TO DO: Everything from the line with "Relative tolerance instead" to the end of the entries should be copied exactly, and nothing else.
----------------
Issue #391, opened 2018-01-26
Relative tolerance instead of absolute tolerance


ferittuncer:
As discussed in #350 we are planning to implement relative tolerance and use a standard relative tolerance value to test units instead of using a different absolute tolerance value for each unit.

Benefits are:
 - Standardized precision
 - Shorter source-code

We can implement it similar to [MathNet.Numerics.Precision.Equality](https://github.com/mathnet/mathnet-numerics/blob/master/src/Numerics/Precision.Equality.cs)

tmilnthorp:
I think this can be closed now unless anyone has any objections?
----------------
EXERCISE RESPONSE:
Relative tolerance instead of absolute tolerance


ferittuncer:
As discussed in #350 we are planning to implement relative tolerance and use a standard relative tolerance value to test units instead of using a different absolute tolerance value for each unit.

Benefits are:
 - Standardized precision
 - Shorter source-code

We can implement it similar to [MathNet.Numerics.Precision.Equality](https://github.com/mathnet/mathnet-numerics/blob/master/src/Numerics/Precision.Equality.cs)

tmilnthorp:
I think this can be closed now unless anyone has any objections?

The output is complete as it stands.